The expression of U. botrytis MAT1-1-1 and MAT1-2-1 loci in C. heterostrophus MAT deletion lines and C. heterostrophus C5, C4 and C4-41.7 strains was analyzed for RNA expression using qRT-PCR. RT-PCR was performed with the PrimeScript strand cDNA Synthesis Kit (Takara, Japan) following the supplier’s instructions. Transcript levels were quantitated using either the threshold cycle (ΔΔCT) method or a relative standard curve. SYBR green sequence detection was performed using the StepOne real-time PCR system (Applied Biosystems)70. To monitor the expression of U. botrytis MAT1-1-1 or MAT1-2-1 in reference transgenic C. heterostrophus strains C5, C4 and C4-41.7, we used the primers listed in Table S3. The C. heterostrophus actin gene (AY748990) was used as the endogenous control to normalize the expression of MAT1-1-1 or MAT1-2-1 in all transgenic lines of C. heterostrophus. To monitor the expression of the C. heterostrophus MAT1-1-1 or MAT1-2-1 in reference transgenic U. botrytis strains, we used the primers listed in Table S3. The actin gene was used as the endogenous control to normalize the expression of MAT1-1-1 or MAT1-2-1 genes in all transgenic lines of U. botrytis. Actin-F and Actin-R primers were used to amplify the actin gene in all tested strains (Table S3). Validation experiments of target genes and control genes for the comparative ΔΔCT method were performed according to the instructions of Applied Biosystems70. For a valid ΔΔCT method calculation, the efficiency of the target amplification and the efficiency of reference amplification must be approximately equal. Relative quantitation is expressed as a difference in target gene expression with respect to an endogenous control in different samples. Each cDNA sample was assayed in triplicate, and RNAs were obtained from three separate biological samples.

Light Microscopy

For microscopic studies, all transformants, C. heterostrophus or U. botrytis wild-type and MAT-deleted strains were cultivated using standard conditions11, 32. Microscopy was performed using an Olympus BX-53 microscope (Tokyo, Japan).
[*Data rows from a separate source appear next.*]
PR #231, opened 2024-01-23
Update avalanchego version to v1.10.18

StephenButtolph:


.github/workflows/ci.yml
```diff
@@ -7,7 +7,7 @@ on:
   pull_request:
 
 env:
-  go_version: '~1.20.8'
```
StephenButtolph, line 10: This probably should have been updated when we updated the docker to `1.20.10`

dhrubabasu (approved):

PR #234, opened 2024-02-07
Use `mockgen` for all mocks

dhrubabasu:
Ports over the mock infrastructure used in https://github.com/ava-labs/avalanchego for easier maintenance

Removed all unused mocks as well


service/service_construction_test.go
```diff
@@ -906,15 +884,6 @@ func TestPreprocessMetadata(t *testing.T) {
...
 		}
-		currency := &types.Currency{Symbol: defaultSymbol, Decimals: defaultDecimals}
-		client.On(
-			"ContractInfo",
-			common.HexToAddress(defaultContractAddress),
-			true,
-		).Return(
-			currency,
-			nil,
-		).Once()
```
dhrubabasu, line 917: This was never being hit, was it supposed to be? cc @learyce

service/service_construction_test.go
```diff
@@ -1004,15 +970,6 @@ func TestPreprocessMetadata(t *testing.T) {
...
```
dhrubabasu, line 1015: This was never being hit, was it supposed to be? cc @learyce

service/backend/cchainatomictx/construction_test.go
```diff
@@ -167,8 +169,6 @@ func TestExportTxConstruction(t *testing.T) {
 
 		assert.Nil(t, apiErr)
 		assert.Equal(t, metadataOptions, resp.Options)
-
-		clientMock.AssertExpectations(t)
```
patrick-ogrady, line 171: Is there an equivalent asset that needs to be called?

patrick-ogrady (approved):

PR #631, opened 2021-11-04
enable pint 0.18 and fix sphinx build

CagtayFabry:
## Changes

- fix the circular import in sphinx config with pint 0.18 type hints
- allow pint version 0.18

## Checks
- [x] updated doc/

### DIFF
--- a/doc/conf.py
+++ b/doc/conf.py
@@ -28,6 +28,7 @@ def _workaround_imports_typechecking():
     """Load some packages needed for type annotations."""
     import ipywidgets  # noqa
     import pandas  # noqa
+    import pint  # noqa
     import xarray  # noqa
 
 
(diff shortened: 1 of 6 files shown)


doc/conf.py
```diff
@@ -28,6 +28,7 @@ def _workaround_imports_typechecking():
     """Load some packages needed for type annotations."""
     import ipywidgets  # noqa
     import pandas  # noqa
+    import pint  # noqa
```
CagtayFabry, line 31: this was needed to fix the import error in sphinx builds @marscher @vhirtham

vhirtham (approved):

doc/conf.py
marscher: This is so confusing.. At first I added this workaround for pandas only. Eventually we have a module name collision with the stdlib or something.

CagtayFabry: it only happens in sphinx though for whatever reason...

PR #634, opened 2021-11-04
remove ipykernel dependency

CagtayFabry:
## Changes
- remove ipykernel dependency

The [previous error](https://github.com/BAMWelDX/weldx/runs/3555541994?check_suite_focus=true) does not seem to pop up again

## Checks

- [x] updated CHANGELOG.rst

### DIFF
--- a/.github/workflows/pytest.yml
+++ b/.github/workflows/pytest.yml
@@ -3,13 +3,9 @@ on:
   push:
   pull_request:
     types: [opened, synchronize, reopened, ready_for_review]
-    paths:
-      - 'weldx/**'
-      - 'tutorials/**'
-      - '.github/workflows/pytest.yml'
-  # Run every Monday at 6am UTC
   schedule:
     - cron: '0 6 * * 1'
+  workflow_dispatch:
 
 jobs:
   event_file:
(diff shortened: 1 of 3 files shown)


marscher (approved):

CagtayFabry:
I just realized that pytest didn't even run here...

.github/workflows/pytest.yml
```diff
@@ -3,13 +3,9 @@ on:
   push:
   pull_request:
     types: [opened, synchronize, reopened, ready_for_review]
-    paths:
-      - 'weldx/**'
-      - 'tutorials/**'
-      - '.github/workflows/pytest.yml'
-  # Run every Monday at 6am UTC
```
CagtayFabry, line 10: I have removed these conditions here since the current configuration should prevent most of the 'unnecessary' runs anyway and it doesn't pick up project config related changes otherwise @marscher @vhirtham

vhirtham: Okay, just need to remember it in case something unforeseen happens in the future 😉

vhirtham (approved):

.github/workflows/pytest.yml
CagtayFabry: it should just run the tests more often/consistently now (which I guess you welcome anyway 🎂 😃 )

vhirtham: true... 😏

PR #635, opened 2021-11-04
Check time coords

CagtayFabry:
## Changes

- check for `time` in xarray coordinates instead of dimensions in some cases

In cases where we access the `time` coordinate value I think it makes sense to check for time in the coordinates instead of the array dimensions. If time is a dimension without coordinates we would only get integer values which would be error prone.

In contrast if we actually want to check if an object is *time_dependent* (changing in time) we should look for time in the dimensions

However so far it is a bit inconsistent with single timestamps outside of the definition range:
```python
from weldx import LocalCoordinateSystem as LCS

lcs = LCS(coordinates=[[0,0,0],[1,0,0]],time=["0s","3s"])
lcs.interp_time("2s")
#> <LocalCoordinateSystem>
#> Dimensions:      (c: 3, v: 3)
#> Coordinates:
#>   * c            (c) <U1 'x' 'y' 'z'
#>   * v            (v) int32 0 1 2
#>     time         timedelta64[ns] 00:00:02
#> Data variables:
#>     orientation  (v, c) float64 1.0 0.0 0.0 0.0 1.0 0.0 0.0 0.0 1.0
#>     coordinates  (c) float64 0.6667 0.0 0.0

lcs.interp_time("4s")
#> <LocalCoordinateSystem>
#> Dimensions:      (c: 3, v: 3)
#> Coordinates:
#>   * c            (c) <U1 'x' 'y' 'z'
#>   * v            (v) int32 0 1 2
#> Data variables:
#>     orientation  (v, c) float64 1.0 0.0 0.0 0.0 1.0 0.0 0.0 0.0 1.0
#>     coordinates  (c) float64 1.0 0.0 0.0
```

## Checks

- [x] updated CHANGELOG.rst
- [x] updated tests

### DIFF
--- a/weldx/geometry.py
+++ b/weldx/geometry.py
@@ -2538,6 +2538,9 @@ class SpatialData:
                 add_dims=["n"],
             )
 
+        # make sure we have correct dimension order
+        self.coordinates = self.coordinates.transpose(..., "n", "c")
+
         if self.triangles is not None:
             if not isinstance(self.triangles, np.ndarray):
                 self.triangles = np.array(self.triangles, dtype="uint")
@@ -2801,7 +2804,7 @@ class SpatialData:
     @property
     def is_time_dependent(self) -> bool:
         """Return `True` if the coordinates are time dependent."""
-        return "time" in self.coordinates.coords
+        return "time" in self.coordinates.dims
 
     @property
     def additional_dims(self) -> List[str]:
--- a/weldx/geometry.py
+++ b/weldx/geometry.py
@@ -2801,7 +2801,7 @@ class SpatialData:
     @property
     def is_time_dependent(self) -> bool:
         """Return `True` if the coordinates are time dependent."""
-        return "time" in self.coordinates.dims
+        return "time" in self.coordinates.coords
 
     @property
     def additional_dims(self) -> List[str]:
--- a/weldx/tests/transformations/test_local_cs.py
+++ b/weldx/tests/transformations/test_local_cs.py
@@ -498,11 +498,7 @@ def test_issue_289_interp_outside_time_range(
     exp_coords = [0, 0, 0] if time_dep_coords and all_less else [1, 1, 1]
 
     assert lcs_interp.is_time_dependent is False
-    if time_dep_coords or time_dep_orient:
-        if all_less:
-            assert lcs_interp.time.equals(Time(time[0]))
-        else:
-            assert lcs_interp.time.equals(Time(time[-1]))
+    assert lcs_interp.time is None
     assert lcs_interp.coordinates.values.shape == (3,)
     assert lcs_interp.orientation.values.shape == (3, 3)
     assert np.all(lcs_interp.coordinates.data == exp_coords)
--- a/weldx/tests/transformations/test_local_cs.py
+++ b/weldx/tests/transformations/test_local_cs.py
@@ -497,7 +497,12 @@ def test_issue_289_interp_outside_time_range(
     exp_orient = WXRotation.from_euler("x", exp_angle, degrees=True).as_matrix()
     exp_coords = [0, 0, 0] if time_dep_coords and all_less else [1, 1, 1]
 
-    assert lcs_interp.time is None
+    assert lcs_interp.is_time_dependent is False
+    if time_dep_coords or time_dep_orient:
+        if all_less:
+            assert lcs_interp.time.equals(Time(time[0]))
+        else:
+            assert lcs_interp.time.equals(Time(time[-1]))
     assert lcs_interp.coordinates.values.shape == (3,)
     assert lcs_interp.orientation.values.shape == (3, 3)
     assert np.all(lcs_interp.coordinates.data == exp_coords)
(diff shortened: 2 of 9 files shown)


weldx/tests/transformations/test_local_cs.py
```diff
@@ -518,7 +519,8 @@ def test_interp_time_discrete_single_time():
     exp_orient = WXRotation.from_euler("x", 90, degrees=True).as_matrix()
 
     lcs_interp = lcs.interp_time("2s")
-    assert lcs_interp.time is None
+    assert lcs_interp.is_time_dependent is False
+    assert lcs_interp.time.equals(Time("2s"))
```
CagtayFabry, line 523: this is one case where the updated behavior differs slightly

`lcs_interp.is_time_dependent` returns `False` but we can still access the (singular) timestamp from the LCS

weldx/time.py
```diff
@@ -668,7 +668,10 @@ def _convert_xarray(
         if "time" in time.coords:
             time = time.time
         time_ref = time.weldx.time_ref
-        time_index = pd.Index(time.values)
+        if time.shape:
+            time_index = pd.Index(time.values)
+        else:
+            time_index = pd.Index([time.values])
```
CagtayFabry, line 674: singular values weren't really handled all that well before

weldx/transformations/local_cs.py
```diff
@@ -548,7 +549,7 @@ def is_time_dependent(self) -> bool:
             `True` if the coordinate system is time dependent, `False` otherwise.
 
         """
-        return self.time is not None or self._coord_ts is not None
+        return self._coord_ts is not None or ("time" in self._dataset.dims)
```
CagtayFabry, line 552: I think this is the most important change, a LCS can be time independent but still return a `.time` value

weldx/transformations/local_cs.py
```diff
@@ -686,9 +687,9 @@ def _interp_time_coordinates(self, time: Time) -> xr.DataArray:
         if "time" not in self.coordinates.dims:  # don't interpolate static
             return self.coordinates
         if time.max() <= self.time.min():  # only use edge timestamp
-            return self.coordinates[0]
+            return self.coordinates.isel(time=0).data
```
CagtayFabry, line 690: we could also skip the `.data` here but in that case we would have to decide which "edge" timestamp we want to apply, however this is now more consistent for coordinates and orientations

vhirtham (approved):

weldx/geometry.py
```diff
@@ -2538,6 +2538,9 @@ def __post_init__(self, time):
                 add_dims=["n"],
             )
 
+        # make sure we have correct dimension order
+        self.coordinates = self.coordinates.transpose(..., "n", "c")
+
```
CagtayFabry, line 2543: this was causing the troubles with scan data transformation as an incorrectly transposed xarray **(p,c,n)** was passed to `SpatialData` @vhirtham

CagtayFabry:
added some minor changes but I think this is good now @vhirtham

weldx/geometry.py
vhirtham: Nice finding. I recently also passed a "misformed" xarray to ´SpatialData´ that gave me some headaches. The time coordinate was a datetime instead of a timedelta with an optional reference time. The error message was a bit cryptic and only occurred if time-dependent transformations were performed. The question is if we want to catch this too. While we might remember the format requirements, our new 2 users from the lab might get totally confused by such errors. Maybe we can introduce an ´xr_format_data_array´ function that orders dimensions, correct wrong time inputs and possibly other stuff.

vhirtham (approved):

weldx/geometry.py
CagtayFabry: can you reproduce this bug?

the time values can be formatted here by using the `.weldx.time_ref_restore` xarray accessor, however all operations that rely on these time formats (e.g. interpolation) should also make sure to handle these internally so it would be good to know where this happens.

vhirtham: Ideally, one can grasp the expected format from the function inputs

vhirtham:
~~~ python
import xarray as xr

from weldx import CoordinateSystemManager, SpatialData, Time, WXRotation

rot = WXRotation.from_euler("z", [0, 45, 90], True).as_matrix()

csm.create_cs("workpiece", "root", coordinates=[0, 1, 2])
csm.create_cs(
    "TCP",
    "root",
    orientation=rot,
    coordinates=[[0, 0, 0], [1, 0, 0], [2, 0, 0]],
    time=Time(["2000", "2001", "2002"]),
)


da = xr.DataArray(
    [[[0, -1, 1], [0, 1, 1]], [[0, -1, 2], [0, 1, 2]], [[0, -1, -1], [0, 1, -1]]],
    dims=["time", "n", "c"],
    coords={"time": Time(["2000", "2001", "2002"]).as_pandas_index()},
)

sd = SpatialData(da)

csm.assign_data(sd, "data", "TCP", "workpiece")
~~~

This was the script I used to understand the error. I didn't create an issue cause I thought it was my own stupidity to violate the expected xarray format. However, it is probably better if those input violations are either handled or give an instant and clear response to the user as you said. The annoying thing here is: If you remover the instant transformation to the workpiece cs, the error happens later (for example during a `.plot` call or wherever the first transformation occurs) and getting the connection isn't that easy anymore.

PR #636, opened 2021-11-05
use weldx-widgets k3d implementation if available

CagtayFabry:
## Changes
- optionally use code from `weldx-widgets` if installed

## Related Issues

Closes # (add issue numbers)

## Checks

- [ ] updated CHANGELOG.rst
- [ ] updated tests
- [ ] updated doc/
- [ ] update manifest file

### DIFF
--- a/weldx/visualization/__init__.py
+++ b/weldx/visualization/__init__.py
@@ -1,7 +1,5 @@
 """Visualization of spatial data, coordinate systems (cs), and cs manager."""
-import importlib.util
-
-if importlib.util.find_spec("weldx_widgets"):
+try:
     from warnings import warn
 
     from weldx_widgets.visualization.csm_k3d import (
@@ -10,7 +8,7 @@ if importlib.util.find_spec("weldx_widgets"):
     )
 
     warn("Using experimental 'weldx-widgets' implementation.", UserWarning)
-else:
+except ImportError:
     from .k3d_impl import CoordinateSystemManagerVisualizerK3D, SpatialDataVisualizer
 
 from .matplotlib_impl import (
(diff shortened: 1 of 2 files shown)


weldx/visualization/__init__.py
```diff
@@ -1,5 +1,18 @@
...
+if importlib.util.find_spec("weldx_widgets"):
+    from warnings import warn
+
+    from weldx_widgets.visualization.csm_k3d import (
+        CoordinateSystemManagerVisualizerK3D,
+        SpatialDataVisualizer,
+    )
+
+    warn("Using experimental 'weldx-widgets' implementation.", UserWarning)
+else:
```
marscher, line 13:
```suggestion
except ImportError:
```

weldx/visualization/__init__.py
```diff
@@ -1,5 +1,18 @@
 """Visualization of spatial data, coordinate systems (cs), and cs manager."""
-from .k3d_impl import CoordinateSystemManagerVisualizerK3D, SpatialDataVisualizer
+import importlib.util
+
+if importlib.util.find_spec("weldx_widgets"):
```
marscher, line 4:
```suggestion
try:
```

marscher:
I think we should also start to remove the matplotlib and k3d dependencies and add import-guards in the respective visualization modules. These guards should show an error message indicating that these dependencies have moved to weldx-widgets, or can be installed manually.

CagtayFabry:
> I think we should also start to remove the matplotlib and k3d dependencies and add import-guards in the respective visualization modules. These guards should show an error message indicating that these dependencies have moved to weldx-widgets, or can be installed manually.

eventually yes, let's do this a little slower with the above approach but keep the default weldx behavior (and dependencies) stable for now

marscher:
The approach I suggested would result in a pre-tested release with the conditions we would like to achieve. Otherwise I wonder how the road map for this change would look like? At some point we will do it any ways, right?

marscher (approved):

PR #639, opened 2021-11-09
[pre-commit] added clean notebook output hook

marscher:
## Changes

Added clean notebook output hook. Tested locally, works like a charm.

There is an additional argument to remove kernel metadata (e.g. the constant switching of the Python version, depending on the devs local version). But this also removed the name of the env "weldx". So I'm not sure if this would break something. That's why I just disabled it.

### DIFF
--- a/.github/workflows/static_analysis.yml
+++ b/.github/workflows/static_analysis.yml
@@ -34,11 +34,3 @@ jobs:
       - name: run mypy
         run: |
           mypy --install-types --non-interactive .
-
-  check-notebooks:
-    runs-on: ubuntu-latest
-    steps:
-      - name: Checkout
-        uses: actions/checkout@v2
-      - name: Check notebooks
-        uses: ResearchSoftwareActions/EnsureCleanNotebooksAction@1.1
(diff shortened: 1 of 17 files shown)


CagtayFabry:
nice find, this would replace our [check-notebooks job](https://github.com/BAMWelDX/weldx/blob/8d8601120d74aab1d11b4145c81c47aa0c7eeee3/.github/workflows/static_analysis.yml#L38)

we should certainly try the side effects of the kernel info removal.
For the users this would probably prompt a kernel selection on notebook load (which I think is fine), in our pytest and sphinx runs we might have to set the kernel explicitly (which should be doable, for sphinx we already do/did that)

marscher:
I guess this would simply our CI pipeline a bit, since we need to set the correct environment (or just override the existing kernel metadata). I can open up a follow up PR with removed kernel metadata to see what happens.

CagtayFabry (approved):

CagtayFabry (approved):
nice, thanks for the cleanup

looks like the python version doesn't get cleaned after all but still nice to have a good way to format

PR #626, opened 2021-11-03
New tutorials dl file

marscher:
## Changes

If "single_pass_weld.weldx" does not exist in tutorials_dir, it will be downloaded from IW repo.
The hash is being compared to the one observed from tagged version "weldx_0.5.0" of this repo.

## Checks

- [x] updated doc/

PR #640, opened 2021-11-09
New tutorials dl file within notebooks

marscher:
## Changes

we also need to invoke the dl func within the notebooks (hidden cell on top) to make sure the file is there. The previous PR #626 just downloaded it during rendering the documentation.


vhirtham (approved):
No clue what's going on here with GitHub. It lists all modifications that came with merging master even though I recently merged master into the target branch. So there is a good chance I missed something out, but I guess we will see. Just merge. We get a second review chance when merging into master.

PR #643, opened 2021-11-10
[wxfile] impl inline array threshold

### LINKED ISSUE #601: set default inline threshold
I think it would make sense to set a (sensible) default threshold to inline array values for most of our use cases

I think 10 should be a good value because it will inline a single (static) 3x rotation matrix and short list of vectors e.g. movements between two points
```yaml
coordinates: !weldx!core/variable-0.1.0
    name: coordinates
    dimensions: [time, c]
    dtype: <f8
    data: !core/ndarray-1.0.0
      data:
      - [20.0, 0.0, 3.0]
      - [330.0, 0.0, 3.0]
      datatype: float64
      shape: [2, 3]
```

marscher:
## Changes

ASDF 2.8 introduced the config context and deprecated this as a plain argument. However in the wrapper I think it'd be a sane solution to have it as an (optional) parameter again. It is delegated to the temporary config context.

## Related Issues

Closes #601 

## Checks

- [x] updated CHANGELOG.rst
- [x] updated tests
- [ ] updated doc/
- [ ] update manifest file

### DIFF
--- a/CHANGELOG.rst
+++ b/CHANGELOG.rst
@@ -9,6 +9,12 @@
 added
 =====
 
+- `WeldxFile` handles an ``array_inline_threshold`` parameter to indicate if short arrays
+  will be serialized as strings, or as binary block. Note that this not affect arrays,
+  which are being shared across several objects in the same file.
+  `[#643] <https://github.com/BAMWelDX/weldx/pull/643>`__
+
+
 removed
 =======
 
--- a/CHANGELOG.rst
+++ b/CHANGELOG.rst
@@ -10,7 +10,7 @@ added
 =====
 
 - `WeldxFile` handles an ``array_inline_threshold`` parameter to indicate if short arrays
-  will be serialized as strings, or as binary block. Note that this not affect arrays,
+  will be serialized as strings, or as binary block. Note that this does not affect arrays,
   which are being shared across several objects in the same file.
   `[#643] <https://github.com/BAMWelDX/weldx/pull/643>`__
 
--- a/weldx/asdf/file.py
+++ b/weldx/asdf/file.py
@@ -3,7 +3,6 @@ import copy
 import io
 import pathlib
 import warnings
-
 from collections.abc import MutableMapping, ValuesView
 from contextlib import contextmanager
 from io import BytesIO, IOBase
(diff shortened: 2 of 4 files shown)


CHANGELOG.rst
```diff
@@ -9,6 +9,12 @@
 added
 =====
 
+- `WeldxFile` handles an ``array_inline_threshold`` parameter to indicate if short arrays
+  will be serialized as strings, or as binary block. Note that this not affect arrays,
```
CagtayFabry, line 13:
```suggestion
  will be serialized as strings, or as binary block. Note that this does not affect arrays,
```

weldx/asdf/file.py
```diff
@@ -300,6 +312,21 @@ def __init__(
...
+            "array_inline_threshold" not in kwargs
+            or kwargs["array_inline_threshold"] is None
+        ):
+            kwargs["array_inline_threshold"] = self._array_inline_threshold
+
+        with config_context() as config:
+            for k, v in kwargs.items():
+                setattr(config, k, v)
+            yield
+
```
CagtayFabry, line 329: If I understand this correctly all (internal) `WeldxFile` operations should now use this custom context? I think this is a very good solution and more in line with the new asdf API 👍

CagtayFabry (approved):
LGTM 🚀 
should be a nice addition to the `0.5.2` release

weldx/asdf/file.py
```diff
@@ -139,6 +143,10 @@ class WeldxFile(_ProtectedViewDict):
         When `False`, when reading files, attempt to memory map (memmap) underlying data
         arrays when possible. This avoids blowing the memory when working with very
         large datasets.
+    array_inline_threshold :
+        arrays below this threshold will be serialized as string, if larger as binary
+        block. Note that this not affect arrays, which are being shared across several
+        objects in the same file.
```
vhirtham, line 149:
```suggestion
        block. Note that this does not affect arrays, which are being shared across several
        objects in the same file.
```
Same as above (already mentioned by @CagtayFabry )

vhirtham (approved):

weldx/asdf/file.py
marscher: Yes, currently it is only used where really needed. That includes write operations. But I guess later on, we will wrap everything in this context.

PR #648, opened 2021-11-16
csm.__eq__ now generically checks all node and edge attributes

### LINKED ISSUE #395: CSM.__eq__ does not consider attached data
This is a really low priority issue since CSM comparison is mainly used in tests, but as the title says, attached data is not considered during the comparison.

marscher:
## Changes
csm.__eq__ now generically checks all node and edge attributes. This includes transformations and data.

## Related Issues

Closes #395 

## Checks

- [x] updated tests


weldx/transformations/cs_manager.py
```diff
@@ -175,17 +174,19 @@ def __eq__(self, other: Any):
...
                 return False
 
-        # check coordinate systems
-        for edge in graph_0.edges:
-            lcs_0 = self.graph.edges[(edge[0], edge[1])]["transformation"]
-            lcs_1 = other.graph.edges[(edge[0], edge[1])]["transformation"]
-            if lcs_0 != lcs_1:
+            e0 = graph_0.edges[edge]
+            e1 = graph_1.edges[edge]
+            if not util.compare_nested(e0, e1):
```
CagtayFabry, line 189: cool that this works here

CagtayFabry (approved):

weldx/tests/transformations/test_cs_manager.py
```diff
@@ -737,6 +737,18 @@ def test_comparison_wrong_type():
     assert (csm != 4) is True
 
 
+def test_comparison_data():
+    csm1 = tf.CoordinateSystemManager("root", "csm")
+    csm2 = tf.CoordinateSystemManager("root", "csm")
+    data = np.arange(9).reshape((3, 3))
```
vhirtham, line 743:
```suggestion
    data = np.arange(12).reshape((3, 4))
```
Not really relevant here (so no need to apply the suggestion), but symmetrical shapes in tests, tend to be dangerous. They can accidentally pass tests they shouldn't pass.

vhirtham (approved):
LGTM 👍

weldx/tests/transformations/test_cs_manager.py
marscher: Now we receive this error:  ValueError: conflicting sizes for dimension 'c': length 4 on the data but length 3 on coordinate 'c'

Was this intended @vhirtham?

vhirtham: Not really intended. Just forgot that the last dimension needs to be of length 3 since it gets converted to a `SpatialData` IIRC. So changing the shape to `(4, 3)` should fix this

The preparations of fruiting bodies and asexual spores of C. heterostrophus or U. botrytis were conducted following the procedures described by Wang et al.32 and Turgeon et al.11. The pseudothecia and asci produced by the different transformants from the cross or self matings were stained with cotton blue. Photographs were subsequently processed using the Autolevel and Autocontrast features of Adobe Photoshop 9.0. Each experiment was repeated at least three times.